Il savait qu’elle avait raison, mais il se sentait si fatigué. Soudain, une poigne vigoureuse saisit ses épaules et le secoua violemment :
« Ash ! »
Enfin éveillé, il rouvrit les paupières, pour se trouver face au visage métallique et aux yeux facettés de l’automate. Les événements lui revinrent en mémoire :
« Co… comment as-tu fait ça ?
— Je ne le sais pas moi même, avoua-t-elle, un peu gênée.
— Tu n’es pas un esprit ordinaire, murmura-t-il pensivement.
— Peu importe. Tu dois te lever. Tu t'en sens capable ? »
Il hocha la tête et se mit péniblement sur ses pieds. Sa blessure avait recommencé à saigner ; une légère nausée lui tordait encore le ventre et ses membres lui paraissaient si lourds qu’il parvenait à peine à les bouger. Invoquant toute sa volonté, soutenu par Anha, moité courant, moitié trébuchant, il se dirigea vers l’allée de la Neuvième côte et, au-delà, vers la sécurité…
Mais au débouché de la passerelle, encore une fois, une mauvaise surprise les attendait, sous la forme d’une équipe de cinq Capteurs. Le jeune homme se sentit défaillir : il n’était pas assez fort pour les combattre. Dans cet état, il ne pouvait même pas utiliser son système d’altération de gravité pour fuir sous la structure sans risquer la chute mortelle.
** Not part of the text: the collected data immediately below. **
Issue #7351, opened 2026-03-26
[Issue] "azd ai agent init" lets you select un-supported locations for AI models


pamelafox:
- [x] Make sure you've installed the latest version using [instructions](https://github.com/Azure/azure-dev?tab=readme-ov-file#installupgrade-azure-developer-cli)

**Output from `azd version`**
azd version 1.24.0-beta.1-pr.6069275 (commit 2ef20fb1f0811263ed634c3f786126f8ab3d7fe9) (stable)

**Describe the bug**

When I do "azd ai agent init", it allows me to select westcentralus and gpt-5.2, even though westcentralus does not support any models. Ideally the picker would restrict the valid locations.

This is the error you get upon deploying:

{
  "error": {
    "code": "InvalidTemplate",
    "message": "Deployment template validation failed: 'The provided value for the template parameter 'location' is not valid. The value 'westcentralus' is not part of the allowed value(s): 'australiaeast,brazilsouth,canadacentral,canadaeast,eastus,eastus2,francecentral,germanywestcentral,italynorth,japaneast,koreacentral,northcentralus,norwayeast,polandcentral,southafricanorth,southcentralus,southeastasia,southindia,spaincentral,swedencentral,switzerlandnorth,uaenorth,uksouth,westus,westus2,westus3'.'.",
    "additionalInfo": [
      {
        "type": "TemplateViolation",
        "info": {
          "lineNumber": 1,
          "linePosition": 1376,
          "path": "properties.template.parameters.location.allowedValues"
        }
      }
    ]
  }
}

**To Reproduce**
"azd ai agent init"

**Additional context**

JeffreyCA:
Part of the issue is that when initializing from code, we don't call the model recovery flow

Another thing is that we don't filter out unsupported locations from the location prompt. Need to also investigate how we're determining the available models in a selected location

therealjohn:
> Part of the issue is that when initializing from code, we don't call the model recovery flow
> 
> Another thing is that we don't filter out unsupported locations from the location prompt. Need to also investigate how we're determining the available models in a selected location

I think we've unified the code paths now for init scenarios, so model recovery should be part of it. @trangevi  can confirm.

PR #7397, opened 2026-03-30
Extension Framework - add `allowed_locations` to `PromptLocation` and improve AI model capacity resolution

JeffreyCA:
Contributes to #7351

This PR adds location filtering support to the `PromptLocation` gRPC API and improves AI model deployment capacity resolution to be quota-aware, falling back to lower capacity values when the default exceeds remaining quota.

### Changes

**Location filtering (`PromptLocation`)**
- Adds `allowed_locations` field to `PromptLocationRequest` in the proto/gRPC API, enabling extensions to restrict which Azure locations are offered during prompts.
- Implements `filterLocationOptions` in `prompt_service.go` with case-insensitive matching to filter the location list before prompting or applying defaults.
- Improves error message when a default location is filtered out.

**Quota-aware capacity resolution (`ResolveCapacityWithQuota`)**
- Introduces `ResolveCapacityWithQuota` in `pkg/ai/model_service.go` — when no explicit capacity is preferred and the default exceeds remaining quota, it falls back to the highest valid capacity that fits within SKU constraints (min, max, step) and remaining quota.
- Integrates quota-aware resolution into `PromptAiDeployment`, `buildSkuCandidatesForVersion`, `resolveDeployments`, `modelHasQuota`, and `maxModelRemainingQuota`.

**AI Services location listing**
- `ListLocations` now queries resource SKU locations (`GetResourceSkuLocations`) for AIServices/S0 instead of returning all subscription locations, ensuring only AI-supported regions are returned.

### Testing

- Unit tests for `ResolveCapacityWithQuota` covering default fits, fallback, step alignment, explicit preferred exceeding quota, and below-minimum scenarios.
- Tests for `PromptLocation` with `AllowedLocations` and for default-filtered-out error path.
- Test for `buildSkuCandidatesForVersion` verifying fallback capacity with DeepSeek-style SKUs (step=0, large default).

### DIFF
--- a/cli/azd/pkg/ai/model_service.go
+++ b/cli/azd/pkg/ai/model_service.go
@@ -732,10 +732,7 @@ func convertSku(sku *armcognitiveservices.ModelSKU) AiModelSku {
 func ResolveCapacity(sku AiModelSku, preferred *int32) int32 {
 	if preferred != nil {
 		cap := *preferred
-		if cap > 0 &&
-			(sku.MinCapacity <= 0 || cap >= sku.MinCapacity) &&
-			(sku.MaxCapacity <= 0 || cap <= sku.MaxCapacity) &&
-			(sku.CapacityStep <= 0 || cap%sku.CapacityStep == 0) {
+		if capacityValidForSku(sku, cap) {
 			return cap
 		}
 	}
@@ -759,7 +756,7 @@ func ResolveCapacityWithQuota(sku AiModelSku, preferred *int32, remaining float6
 	return fallbackCapacityWithinQuota(sku, remaining)
 }
 
-func capacityFitsWithinQuota(sku AiModelSku, capacity int32, remaining float64) bool {
+func capacityValidForSku(sku AiModelSku, capacity int32) bool {
 	if capacity <= 0 {
 		return false
 	}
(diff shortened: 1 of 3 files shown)


cli/azd/pkg/ai/model_service.go
```diff
@@ -741,6 +742,84 @@ func ResolveCapacity(sku AiModelSku, preferred *int32) int32 {
...
+	if sku.MaxCapacity > 0 && capacity > sku.MaxCapacity {
+		return false
+	}
+
+	if sku.CapacityStep > 0 {
+		baseline := sku.MinCapacity
+		if baseline <= 0 {
+			baseline = sku.CapacityStep
+		}
+		if capacity < baseline || (capacity-baseline)%sku.CapacityStep != 0 {
```
jongio, line 774: **[MEDIUM]** Logic: Step alignment inconsistency with `ResolveCapacity`

`ResolveCapacity` (line 737) validates step alignment with `cap%sku.CapacityStep == 0` (absolute modulo), but this function uses `(capacity-baseline)%sku.CapacityStep != 0` (offset from MinCapacity). These produce different results when `MinCapacity > 0` and `MinCapacity % CapacityStep != 0`.

Example: `MinCapacity=7, CapacityStep=5` - `ResolveCapacity` rejects 12 (`12%5!=0`), but this function accepts it (`(12-7)%5==0`). This means `ResolveCapacityWithQuota` could return a capacity value that `ResolveCapacity` considers invalid, or reject one it'd accept.

The offset-based logic here is arguably more correct (steps should start from MinCapacity), but the two functions should agree. Consider extracting a shared `isStepAligned(sku, capacity)` helper used by both.

cli/azd/pkg/prompt/prompt_service_test.go
```diff
@@ -243,3 +243,81 @@ func TestPromptSubscription_NoPrompt_DefaultNotFound_DemoModeRedactsId(t *testin
...
+		mockConsole,
+		ucm,
+		subscriptionManager,
+		resourceService,
+		&internal.GlobalCommandOptions{NoPrompt: true},
+	)
+
+	location, err := ps.PromptLocation(context.Background(), &AzureContext{
+		Scope: AzureScope{SubscriptionId: "sub-123"},
+	}, &SelectOptions{
```
jongio, line 277: **[MEDIUM]** Tests: Missing case-insensitive matching coverage

`filterLocationOptions` normalizes via `strings.ToLower`, but both tests here pass already-lowercase values (`"westus3"`, `"eastus2"`). Consider adding a test with mixed-case input like `AllowedValues: []string{"WestUS3"}` to verify the case-insensitive matching works end-to-end. Extensions are likely to pass location names in various casings.

cli/azd/pkg/prompt/prompt_service.go
```diff
@@ -419,11 +432,40 @@ func (ps *promptService) PromptLocation(
...
+func filterLocationOptions(locations []account.Location, allowed []string) []account.Location {
+	if len(allowed) == 0 {
+		return locations
+	}
+
+	allowedSet := make(map[string]struct{}, len(allowed))
+	for _, location := range allowed {
+		normalized := normalizePromptLocationName(location)
+		if normalized == "" {
+			continue
```
jongio, line 449: **[LOW]** Error Handling: Misleading error when all allowed values are empty

If an extension passes `AllowedLocations: []string{" ", ""}`, all values normalize to empty strings, `allowedSet` ends up empty, and this returns nil. Downstream, the no-prompt path reports "default location not found in the available location options" when the real issue is the allowed list was effectively empty. This is an edge case, but a comment or explicit check here would prevent debugging confusion.

JeffreyCA: Thanks, fixed in earlier commit

PR #7043, opened 2026-03-08
feat(azdext): Add KeyVault resolver for extension secret resolution

jongio:
## Summary

Adds Key Vault secret resolution capabilities for both the azd host and the extension SDK (`pkg/azdext`), enabling extensions to resolve secret references in environment variables without custom Key Vault code.

### Host-Level Resolution (`pkg/keyvault` + `cmd/extensions.go`)

- Added `@Microsoft.KeyVault(SecretUri=...)` detection and parsing helpers to `pkg/keyvault`:
  - `IsKeyVaultAppReference` — detects `@Microsoft.KeyVault(SecretUri=...)` format
  - `ParseKeyVaultAppReference` — parses SecretUri into vault/secret/version components
  - `SecretFromKeyVaultReference` — resolves a single reference via `KeyVaultService`
  - `ResolveSecretEnvironment` — resolves all secret references in a `KEY=VALUE` env var list
- Wired resolution into `extensionAction.Run()` so azd-managed environment variables are resolved before being passed to extensions

### Extension SDK (`pkg/azdext`)

- Added `KeyVaultResolver` — standalone resolver for extensions with three supported formats:
  - `akvs://<subscription-id>/<vault-name>/<secret-name>`
  - `@Microsoft.KeyVault(SecretUri=https://<vault>.vault.azure.net/secrets/<secret>[/<version>])`
  - `@Microsoft.KeyVault(VaultName=<vault>;SecretName=<secret>[;SecretVersion=<version>])`
- Public API:
  - `IsSecretReference(s)` — detects all 3 formats with quote/whitespace stripping
  - `ParseSecretReference(ref)` — parses any format into `SecretReference`
  - `NewKeyVaultResolver(credential, opts)` — creates resolver with injectable credential and configurable vault suffix
  - `Resolve(ctx, ref)` — resolves a single reference
  - `ResolveMap(ctx, refs)` — resolves a map where all values are references
  - `ResolveEnvironment(ctx, env)` — resolves a mixed env var map (detects refs, resolves them, passes through plain values)
- Features: typed error classification via `KeyVaultResolveError`/`ResolveReason`, per-vault client caching with normalized keys, vault name validation, duplicate parameter rejection

### Test & CI Fixes

- Added mock `SecretFromKeyVaultReference` method to `cmdsubst_additional_test.go`
- Fixed gofmt formatting in `keyvault_test.go`

## Testing

- 314 tests pass in `pkg/azdext` (including 56 KeyVault resolver tests)
[...]

Issue #4067, opened 2024-07-03
[Issue] Make it easy to find azd env path


pamelafox:
- [X] Make sure you've installed the latest version using [instructions in the wiki](../wiki/install)

I want to easily get the azd env path, so that I can load that into my Python program's environments *without* doing an export. This is what I'm doing now:

```
def load_azd_env():
    """Get path to current azd env file and load file using python-dotenv"""
    result = subprocess.run("azd env list -o json", shell=True, capture_output=True, text=True)
    if result.returncode != 0:
        raise Exception("Error loading azd env")
    env_json = json.loads(result.stdout)
    env_file_path = None
    for entry in env_json:
        if entry["IsDefault"]:
            env_file_path = entry["DotEnvPath"]
    if not env_file_path:
        raise Exception("No default azd env file found")
    logger.info(f"Loading azd env from {env_file_path}")
    load_dotenv(env_file_path, override=True)
```

@vhvb1989 suggested that perhaps azd could make an environment variable for the current path.

jongio:
Options:

1. **Use `azd env list` like above**
1. **Default Environment Path**:
   - The default environment is listed in `.azure/config.json` in the `defaultEnvironment` property. You could build the path based on that. Read in that file, read the `defaultEnvironment` property, and build `.azure/{defaultEnvironment}/.env`.

1. **Avoiding azd Calls**:
   - Ideally, you shouldn't have to make an azd call to get this value. Having azd set an environment variable would only help if the app was launched in the same shell context where azd set that path. azd sets shell-level variables, not machine-level. So, you'd still have to read that environment variable within your app. If you just run `python app.py`, it won't have that environment variable in the same context. We wouldn't want to set a global environment variable because that would be shared amongst all apps on the machine.

1. **Solutions**:
   - One solution is to add an `azd env set-context` command that loads the azd environment values into the current process like `. azd env set-context`.
   - Another solution is to add a `--query/jmespath` option to the commands that allow you to call `azd env list` with a query to get the `dotenvpath` with a single call.

---

pamelafox:
Hm the jmespath would be the easiest add, I imagine, and is similar to Azure CLI SDK command args. I'm a little unsure about whether I'm going to run into the same issues as exporting if I were to do an `azd set-context.`

scottaddie:
@pamelafox @jongio JMESPath support was added in the linked PR ☝️

scottaddie:
[...]

Issue #2336, opened 2023-05-31
[feat] module to import appropriate .env


heaths:
It's great using azd to provision resources and being able to load the _.env_ files using godotenv or whatever, but it would be even easier in projects using azd this way if we provided a library to make it easier e.g.,

```go
func LoadEnv(env string) error {
    if env == "" {
        // get .azure/config@defaultEnvironment or err
    }
    // use godotenv to load environment's .env file,
    // optionally supporting fallback to/inclusion of any repo/ancestor .env file
}
```

It's not hard code to write, but any module support for azd (in Go or other languages) might help adoption.

weikanglim:
Cleanly separated modules hasn't really been a focus of the team. In fact, it seems that the recent shift has moved us towards thinking about layers in some places.

That being said, the code to do this currently looks like something like: https://github.com/Azure/azure-dev/blob/bfc7050577348db4070f8888676ea24d0b501e03/cli/azd/cmd/util.go#L117-L127

With perhaps a substitution of `azdContext.NewContextWithDirectory(<dir>)`

heaths:
I was actually thinking something outside of this module for use in other modules, so a log of this code may now work. Perhaps something that simply invokes `azd env get-values --output json` (optionally passing `--environment {name}`) and sets env vars similar to `godotenv` (doesn't override already-set env vars, though maybe that's optional).

weikanglim:
@ellismg Want your advice here: is it wise at all for our tight partners to use our modules, or the version listed https://pkg.go.dev/github.com/azure/azure-dev@v0.0.0-20230525235853-f2aafb04f11b/cli/azd/pkg/environment?tab=versions? I'm not sure how our current module publishing works.

ellismg:
To be 100% honest - I am very nervous about us partners taking dependencies on any exported methods from the azure-dev modules. 

Fundamentally, we don't think of the entire exported surface area of these modules as public.  We certainly don't intend to support the Go 1.0 promise of compatibility for all our exported members.

The artifact we ship today is the binary itself, and I view all the go code as an implementation detail of that binary.  Logically, we should view everything as under an `internal` folder.  Perhaps we should just do that at some point so folks can't accidentally break themselves into jail.  We had talked about restructuring the tree at one point and doing that, but we never wanted to deal with the churn.

I think we have enough work on our plate to build a great CLI tool and a set of experiences on top of that without bringing in the need to also produce and support a set of libraries for public adoption in addition to the application itself.

[...]

PR #7400, opened 2026-03-31
feat: add azd exec — run commands and scripts with azd environment context

### LINKED ISSUE #7520: Add azd exec: run commands and scripts with azd environment context
> **Design Specification**: [design-spec.md](https://github.com/Azure/azure-dev/blob/feature/microsoft-azd-exec/cli/azd/extensions/microsoft.azd.exec/design/design-spec.md)

## Problem

Running scripts that need azd environment variables today requires manual export/sourcing of `.env` files or wrapping commands in shell-specific workarounds. There's no first-class way to execute scripts or inline commands with full azd context (environment variables, Key Vault secret resolution) across platforms.

This also supersedes several long-standing env-loading requests: #391, #1697, #2336, #4067.

Related: #7423 proposes `azd env exec` as a core command ΓÇö see [Open Discussion](#open-discussion) below.

## Solution

Add the `microsoft.azd.exec` extension ΓÇö a cross-platform command and script execution engine that inherits azd environment context automatically.

### Execution Modes

| Invocation | Mode | How it works |
|---|---|---|
| `azd exec python script.py` | **Direct exec** | `exec.Command("python", "script.py")` ΓÇö exact argv, no shell |
| `azd exec 'echo $VAR'` | **Shell inline** | `bash -c "echo $VAR"` ΓÇö shell expansion available |
| `azd exec ./setup.sh` | **Script file** | `bash ./setup.sh` ΓÇö shell detected from extension |
| `azd exec --shell pwsh "cmd"` | **Shell inline** | `pwsh -Command "cmd"` ΓÇö explicit shell |

**Heuristic**: Multiple arguments without `--shell` ΓåÆ direct process execution (OS exec semantics). Single quoted argument or explicit `--shell` ΓåÆ shell inline execution. File path ΓåÆ script file execution.

### Features

- **Direct process execution**: Run programs with exact argv semantics (no shell wrapping) ΓÇö `azd exec python script.py` just works
- **Script execution**: Run script files or inline commands with configurable shell
- **Environment loading**: Inherits azd environment variables (Key Vault secret resolution handled by azd core)
- **Cross-platform shells**: bash, sh, zsh, pwsh, powershell, cmd
- **Shell auto-detection**: Detects shell from script file extension
- **Exit code propagation**: Child process exit codes forwarded faithfully for CI/CD pipelines
- **Interactive mode**: stdin passthrough for interactive scripts

### Usage

```bash
# Install the extension
azd extension install microsoft.azd.exec

# Run a command directly with azd environment (exact argv, no shell wrapping)
azd exec python script.py
azd exec npm run dev
azd exec -- python app.py --port 8000 --reload
azd exec docker compose up --build

# Execute a script file ΓÇö shell auto-detected from file extension
azd exec ./setup.sh

# Inline shell command (single quoted argument uses shell)
azd exec 'echo $AZURE_ENV_NAME'

# Specify a shell explicitly
azd exec --shell pwsh "Write-Host $env:AZURE_STORAGE_ACCOUNT"

# Pass arguments through to the script
azd exec ./build.sh -- --verbose --output ./dist

# Interactive mode ΓÇö stdin passthrough for prompts
azd exec -i ./interactive-setup.sh
```

### Architecture

```
main.go                    ΓåÆ Entry point with exit code propagation
internal/cmd/              ΓåÆ Cobra CLI commands (root, version, listen)
internal/executor/         ΓåÆ Script execution engine + command builder + error types
internal/shellutil/        ΓåÆ Shared shell detection and validation
```

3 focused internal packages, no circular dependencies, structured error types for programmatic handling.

Peut-être était-ce la meilleure solution : s’il était pris vivant, la Haute administration parviendrait sans doute à lui faire avouer la cachette de Phyra et de Malvin. Heureusement, ses adversaires ne semblaient pas avoir réalisé la nature d’Anha ; aucun d'entre eux n’avait enclenché son « immobilisateur d’esprits ».
« Fuis, lança-t-il à sa compagne. Poursuivez comme nous l’avons prévu… Je vous rejoindrai, d’une façon ou d’une autre. »
Elle le fixa de ses yeux scintillants ; il parvenait presque à y lire un profond désespoir. Mais il savait quel être exceptionnel était Anha, une personne que la ville de Skellet avait sacrifiée sans se donner la peine de connaître ses capacités, encore moins les exploiter.
La jeune femme acquiesça ; tandis qu’il bougeait lentement pour lui servir de bouclier, elle enjamba la passerelle et prit pied sur le montant avant de disparaître en dessous. Il lança un coup d’œil vers le vide à côté de lui, prêt à se jeter sur le toit de la forge s’il le fallait, mais on ne lui en laissa pas le temps ; un choc terrible le frappa à l’épaule, le soulevant du sol et le précipitant à terre.